Monthly Archives: May 2012

e-ddiction

You know you really have a problem with social networking when, without even realising it, you have turned on your computer and automatically opened facebook.

How? When? Why? has this happened to me?

Ironically I was the kind of person who shunned social media. Two years ago I went to visit my best friend interstate. To avoid travelling too far with miss 18 months, we stayed with my aunt the night before our flight. She took me to the computer and showed me how she had been playing Scrabble with friends on facebook. She and my dad had long ago been great rivals at Scrabble and she was encouraging me to teach him how to play her. While online she showed me how a cousin (who was housesitting and catsitting for us) was also online and they proceeded to chat. I was still not converted.

When we arrived at my besties I realised she was hooked. She would pop off for a few minutes and continue building whatever civilisation she was into at the time, chat to people and show me all the friends she had caught up with since we had been at school. I found it a bit antisocial seeing as I had travelled the width of the country, husband and child in tow, to spend time with her. I was still not converted.

One day I attended a PD day at the TAFE I was working for. A guest speaker on the day praised the benefits of facebook and twitter to the training community. It was a way to communicate with Gen Y and he spoke of setting up groups to encourage collaboration and networking amongst the students. He himself spent his train journey home in the evening tweeting from his phone. reluctantly I went home and set up my facebook account. I was still not converted.

Within a couple of days I was inundated with friend requests. I was selective and only chose to friend people I would sit down and have a coffee or a wine with in person. I started to understand the buzz Gen Y must get from collecting as many friends as they can. Not much had changed since I left school, life is still a popularity contest, no matter how we try to pretend it isn’t. My inbox was full of notifications, every time I checked my email I ended up back on facebook. I posted some snippets, wow,all these friends choose to like or comment on my posts(again feeling somewhat popular).
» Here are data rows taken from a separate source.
PR #844, opened 2018-01-21
Fix poorly defined behavior when choosing certain function overloads.

marsupial:
## Description

OSL currently does not define how function overloads are chosen very well.
As such oslc can choose different overloads depending on the order of declaration.
This attempts to define how overloads are chosen in a more concrete way by scoring:

all arguments match without conversion
prefer spatial -> spatial conversion over spatial <-> color
prefer triple -> triple conversion over float -> triple promotion
use return type to resolve any possible ambiguities
more erring for unresolvable ambiguities

Adds more verbose warning/error messages showing location of ambiguous functions.
Adds **OSL_LEGACY_FUNCTION_RESOLUTION** environment variable so that changes in behavior can be ignored, reported, or reverted.

## Tests
**testsuite/function-overloads
testsuite/oslc-err-funcoverloads**

## Checklist:

### DIFF
--- a/src/liboslcomp/typecheck.cpp
+++ b/src/liboslcomp/typecheck.cpp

I was converted.

Next I began my e-learning journey. Number 2 baby was 3 months old, number 1 almost 3 years. I was encouraged to experiment with Twitter, I took some time to warm to it, but before I knew it I was tweeting, retweeting and favouriting a a range of things. I liked how I knew the news as it happened, I could link to all sorts of blogs, and websites.  Now most days I have a quick look in the morning. Again, I was converted.

Today I have my facebook account, twitter (https://twitter.com/shaunaflee), google +, eleaders4hume ning, ynhservices ning, LinkedIn, I am writing this blog on wordpress and probably more I have joined and can’t even remember.

All this networking is great, but it doesn’t detract from my face to face relationships. This week I have had some long time friends around for drinks, I have spoken to a couple of my nearest and dearest on the phone, and today had  a dear friend drop in, without needing to phone/message/inbox, to just catch up for a gossip a coffee and a laugh. This was the best form of social networking I have experienced this month.

All I want for Mothers Day…

With Mothers Day looming the mail box is filling up with catalogues from every retailer imaginable. they all suggest gifts which are ‘perfect for Mum’ and promise to ‘spoil Mum this Mothers Day’.

Well I am not sure about any of the other mothers out there, but I have a few rules when it comes to gifts.

Rule #1 if it has a three point plug attached, don’t buy it for me. I mean really, a gift is supposed to be personal, is a kitchen appliance going to make me a better cook so I can be a better mother? Is this what Mothers Day is all about?

Rule #2 if you are going to buy perfume, buy the same one which is all but used up in the cupboard. The fact that it is used means I like it. The reason all those other bottles are still there almost full is because they do not suit me.

Rule #3 Pyjamas and slippers are very useful for hospital stays. Seeing as I have produced a perfect pigeon pair of children, I do not intend to have another hospital stay any time in the foreseeable future, so wait until I need them in case my size changes.

Rule #4 Taking me out to lunch after 20+ years as a hospitality worker does not appeal to me. Not only do I not want to battle the hoards of others doing the same thing, but I do not wish to have the menu dictated to me in the form of a special deal for Mothers Day. This will also undoubtably result in me still going home and cooking everyone dinner, therefore making it a Mothers Few Hours rather than Mothers Day.

My ideal gift would be to be sent to a Motel for a night, just me, a bottle of red, a block of dark, some form of room service dinner (a delivered pizza will do), and a really good book. My husband actually thinks I am joking each time I tell him of my Mothers Day Fantasy. He tell’s me it’s not about me, it’s about the kids. Well why call it Mothers Day?

Now you might be thinking at this point how ungrateful and nasty (bitch!) I am being, but this is my fourth Mothers Day and finally I think I am going to get something I truly will love.

You see my girl is now at pre school, and the most beautiful gift any mum can ask for is something which is created with love. I anticipate I shall be receiving some gorgeous piece of artwork, created just for me, and the love will jump out and slap me in the face (for being such a bitch!)